Last year, William Barr’s Justice Department launched a program to aggressively police a select number of U.S. cities: Operation Relentless Pursuit, or ORP. ORP, the Justice Department said, would “intensify federal law enforcement resources” in seven cities with “violent crime levels several times the national average”: Albuquerque; Baltimore; Cleveland; Detroit; Kansas City, Missouri; Memphis; and Milwaukee.
Just last month, COPS awarded more than $61 million in grant funding to ORP. Of that award, $51 million was spent to hire 214 additional police officers across the seven cities.
ORP is focused on combating alleged gangs, drugs and violent crime. Criminal legal reform advocates say that ORP will continue the targeting of vulnerable people through the worst and most discriminatory forms of policing, like gang raids.

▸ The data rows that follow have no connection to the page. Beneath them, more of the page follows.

PR #5462, opened 2015-12-14
object api performance improvements case #5443

wouterv:


tglman:
looks good merglng

smolinari:
Nice work @wouterv!  :+1: 

Scott

PR #5538, opened 2015-12-30
Enhancements to asList and asSet (fixes #5534)

### LINKED ISSUE #5534: Unexpected behavoir of "asList()" with and EMBEDDED ODocument as an argument
I ran into this issue while trying to work around #5532.  In that issue there is a case where the same query is either returning a HashSet or an ODocument.  I was trying to use the "asList()" method as a workaround to ensure that in either case, the value returned would be a list.  While I did always get a list returned, the values in the list were not as expected when the query returned an ODocument (It did work fine for a HashSet).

In an opinion piece announcing ORP last year, Barr was dismissive of police reform efforts, blaming them, along with “anti-police rhetoric,” for the violent crime in large, predominantly nonwhite cities. He also warned of a “national crime wave” that ORP would combat.
“The federal government stands ready to follow the lead of local law enforcement on the ground and equip them with the best assets in its arsenal,” Barr wrote.
Ross Barkan is a writer and journalist in New York City.